The temple I grew up with is very different now,
yet eerie and comforting in how little it has changed.
Entire wings have been added, but some areas remain the same.
Since I grew up there, even though I had hardly ever attended services,
I still get a bit defensive when people who have been hired since my leaving
make jokes about me invading “their temple”...
It's my temple. After all, I know all the best hiding spots.
I even found a new one. It's an alcove.
I thought it had an IOU plaque which basically stated that it will be...
something, but apparently it's just a giant hole for the plaque itself.
It states the new name of the Hebrew school.
People had spent a lot of money to have random things named after their family
(and to help the temple)...
I thought it would be a display case, maybe? Nope.

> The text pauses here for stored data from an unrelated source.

PR #5098, opened 2023-02-06
5097 Fix Instances of same model in different nested routes opens multiple  models in background

### LINKED ISSUE #5097: Instances of same model in different nested routes opens multiple models in background
## Describe the bug

- This is introduced by https://github.com/openmsupply/mobile/issues/5080. The changes there fix crashing bugs but introduce this case when if you load 2 instances of the same model in nested routes. For example, PatientEditModel is loaded in the dispensary and prescriber routes. You have a case where both these models open when you trigger it from inside Prescriber route. It is kinda un-noticable for the client but it does happen, and kinda be seen in a slow tablet that gives i-frames to animations (you can kinda seek another model opening in the background).
- This does not affect data and since the models are loaded at start and the system only keeps one version of the model in momory and treates the instances are references, it should not do too much memory leak issue either. But since it does happen I want to tackle it.

### To reproduce

1. Go to Patient edit/create or prescriber edit/create. Open it from the prescriber select window.
2. You would see the patient edit or prescriber edit model open. It would work properly and will let you edit data properly.
3. If you have a slow system and you give good attention you can see 2 models open, one at the background and one at the foreground. Most of the time this is unnoticable. Also has not brearing on funtionality but it is a problem.

### Expected behavior

Only the model in the foreground should open and the background one should not open.

### Proposed Solution

Use useIsFocused to check if the model is in focus. The background one would have this value returned to false and foreground one has it to true. Add this isFocused check in model visible prop of the model.

### Version and device info

- App version: All
- Tablet model: 8.6.2
- OS version: All

### Additional context

None

sworup:
Fixes #5097

## Change summary

Use useIsFocused to check if the model is in focus. The background one would have this value returned to false and foreground one has it to true. Add this isFocused check in model visible prop of the model.

## Testing

- [ ] Go to Patient edit/create or prescriber edit/create. Could you open it from the prescriber select window?
- [ ] You would see the patient edit or prescriber edit model open. It would work properly and will let you edit data properly.
- [ ] Previously If you have a slow system and you give good attention you can see 2 models open, one at the background and one at the foreground. Most of the time this is unnoticeable. Also has not bearing on functionality but it is a problem. This multiple model opening should not happen.

### DIFF
--- a/src/widgets/modalChildren/PatientEditModal.js
+++ b/src/widgets/modalChildren/PatientEditModal.js
@@ -3,6 +3,7 @@ import React from 'react';
 import { View, StyleSheet } from 'react-native';
 import { connect } from 'react-redux';
 import PropTypes from 'prop-types';
+import { useIsFocused } from '@react-navigation/core';
 import { FormControl } from '..';
 import { PageButton } from '../PageButton';
 import { FlexRow } from '../FlexRow';
@@ -47,6 +48,8 @@ const PatientEditModalComponent = ({
   isCreatePatient,
   patientEditModalOpen,
 }) => {
+  const isFocused = useIsFocused();
+
   let canSave = canSaveForm && canEditPatient;
 
   const hasVaccineEvents = hasVaccineEventsForm;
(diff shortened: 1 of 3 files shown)


anildahalsussol (approved):
looks good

Well, it displayed a rare, rowdy Rowyn.
I even ignored my own thoughts!
I adjusted early on when someone passed me.
He was questioning why I was hiding,
but I assume my “possibly about to take a dump” pose didn't help.
Thankfully, I've learned that smiling pleasantly tends to make people just smile back
and go away.
Even as a kid, I was generally avoiding services to go make out with girls in the classrooms,
but I would sometimes sit just outside of the sanctuary,
or on the stage in the room just across from it all,
in order to listen to my father sing.
The room itself,
the expectations I felt,
and the “community” environment that I never felt fully a part of
kept me from wanting to participate.
I thought “cult” whenever the congregation said things together,
and I thought “fake” when a person I didn't know would hug me because of who I was.
I had a lot of trust issues even then,
and I knew that I was supposed to keep anything I was going through or living with a secret.
These people weren't going to be my friends,
even if some may have genuinely cared about me if I had given them half a chance.
I didn't want a Bat Mitzvah.
It didn't feel right to have one.
Going up in front of everyone was horrifying to begin with,
but add the idea of them all listening to me speak and chant
when I couldn't even stand to hear myself, KNOWING how strange I sounded...
How mumbled, quiet and awkward...
And on top of all this,
morally, I could not bring myself to lead a service for believers
when I didn't really have faith myself.
This is not to say that I didn't believe in things.
I did.
I had a lot of beliefs.
They were just really negative
and involved the idea of believing in the Devil more than a caring God,
which is ssoooooo not a Jew thing.
To this day, whenever I write a story about the Devil,
he is mostly a victim of circumstance.
Cocky, but was once a loved angel.
The fact that I interpreted this character in such a way may say something.
One day, if I remember, I may write a whole entry for this.
In any case, “faith” implies something more positive and hopeful.
It's that feeling of “I KNOW this going to be okay” and I didn't have that.
I knew that I prayed and I followed the rules and did everything I was supposed to,
but nothing got better.
In my little child brain, there was no future,
and so if nothing got better RIGHT NOW, it was never going to.
(The allergy incident in Israel probably didn't help,
though the fact that I survived it should mean something.)
My love for temple then meandered to only a love for the camaraderie of my friends
and one for the building itself and all its hiding places.
Somewhere in there, I did grow a kind of faith.
It's small and strangely shaped,
but it has helped me when I needed assistance,
which means it has done the job just fine.